◆ **Work required**:
Line by line, give the data again exactly as it appears.

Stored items
■ ■ ■ ■ ■

PR #940, opened 2020-02-27
Firefly-486: Add file name in tab to catalog upload

robyww:
Show the file names on tabs when loaded from the catalog upload.   

 - Catalog tab show file name
 - fixed a small issue with coverage

_for review:_ also look at `UserCatalogQuery.java:prepareTableMeta`

_ticket:_ https://jira.ipac.caltech.edu/browse/FIREFLY-486

_test_: https://irsawebdev9.ipac.caltech.edu/firelfy-486-file-in-tab/firefly/

- upload two file using the catalog upload (not the more general file upload)
- There must be two files, to test the tabs. (you can use the file in the ticket.)

### DIFF
--- a/src/firefly/js/tables/ui/TablesContainer.jsx
+++ b/src/firefly/js/tables/ui/TablesContainer.jsx
@@ -17,6 +17,11 @@ import {hashCode} from '../../util/WebUtil.js';
 import {LO_VIEW, LO_MODE, dispatchSetLayoutMode, getExpandedMode} from '../../core/LayoutCntlr.js';
 import {CloseButton} from '../../ui/CloseButton.jsx';
 
+const updateTitles= (tables) => Object.entries(tables)
+    .reduce( (obj,[key,{title,tbl_id, ...tableInfo}]) => {
+        obj[key]= {...tableInfo, tbl_id, title:(TblUtil.getTblById(tbl_id)?.tableMeta?.title ?? title)};
+        return obj;
+    },{});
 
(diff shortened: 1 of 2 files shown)


lrebull:
Yes, this seems to work now!

src/firefly/js/tables/ui/TablesContainer.jsx
```diff
@@ -17,6 +17,11 @@ import {hashCode} from '../../util/WebUtil.js';
 import {LO_VIEW, LO_MODE, dispatchSetLayoutMode, getExpandedMode} from '../../core/LayoutCntlr.js';
 import {CloseButton} from '../../ui/CloseButton.jsx';
 
+const updateTitles= (tables) => Object.entries(tables)
+    .reduce( (obj,[key,{title,tbl_id, ...tableInfo}]) => {
+        obj[key]= {...tableInfo, tbl_id, title:(TblUtil.getTblById(tbl_id)?.tableMeta?.title ?? title)};
+        return obj;
+    },{});
```
loitly: I see that it's working.  However, the logic should be placed here:
https://github.com/Caltech-IPAC/firefly/blob/585c2a2704de025e134d1dffc9f454cb6a473d23/src/firefly/js/tables/reducer/TableUiReducer.js#L93

This is where we take the tableModel and convert it into UI states to be rendered.  This way, it'll work even if we use TablePanel directly without TablesContainer.

I am not 100% sure.  So, if it does not work as described above, I would go ahead and merge this as is.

■ ■ ■ ■ ■

◆ **Problem solution**:
PR #940, opened 2020-02-27
Firefly-486: Add file name in tab to catalog upload

robyww:
Show the file names on tabs when loaded from the catalog upload.   

 - Catalog tab show file name
 - fixed a small issue with coverage

_for review:_ also look at `UserCatalogQuery.java:prepareTableMeta`

_ticket:_ https://jira.ipac.caltech.edu/browse/FIREFLY-486

_test_: https://irsawebdev9.ipac.caltech.edu/firelfy-486-file-in-tab/firefly/

- upload two file using the catalog upload (not the more general file upload)
- There must be two files, to test the tabs. (you can use the file in the ticket.)

### DIFF
--- a/src/firefly/js/tables/ui/TablesContainer.jsx
+++ b/src/firefly/js/tables/ui/TablesContainer.jsx
@@ -17,6 +17,11 @@ import {hashCode} from '../../util/WebUtil.js';
 import {LO_VIEW, LO_MODE, dispatchSetLayoutMode, getExpandedMode} from '../../core/LayoutCntlr.js';
 import {CloseButton} from '../../ui/CloseButton.jsx';
 
+const updateTitles= (tables) => Object.entries(tables)
+    .reduce( (obj,[key,{title,tbl_id, ...tableInfo}]) => {
+        obj[key]= {...tableInfo, tbl_id, title:(TblUtil.getTblById(tbl_id)?.tableMeta?.title ?? title)};
+        return obj;
+    },{});
 
(diff shortened: 1 of 2 files shown)


lrebull:
Yes, this seems to work now!

src/firefly/js/tables/ui/TablesContainer.jsx
```diff
@@ -17,6 +17,11 @@ import {hashCode} from '../../util/WebUtil.js';
 import {LO_VIEW, LO_MODE, dispatchSetLayoutMode, getExpandedMode} from '../../core/LayoutCntlr.js';
 import {CloseButton} from '../../ui/CloseButton.jsx';
 
+const updateTitles= (tables) => Object.entries(tables)
+    .reduce( (obj,[key,{title,tbl_id, ...tableInfo}]) => {
+        obj[key]= {...tableInfo, tbl_id, title:(TblUtil.getTblById(tbl_id)?.tableMeta?.title ?? title)};
+        return obj;
+    },{});
```
loitly: I see that it's working.  However, the logic should be placed here:
https://github.com/Caltech-IPAC/firefly/blob/585c2a2704de025e134d1dffc9f454cb6a473d23/src/firefly/js/tables/reducer/TableUiReducer.js#L93

This is where we take the tableModel and convert it into UI states to be rendered.  This way, it'll work even if we use TablePanel directly without TablesContainer.

I am not 100% sure.  So, if it does not work as described above, I would go ahead and merge this as is.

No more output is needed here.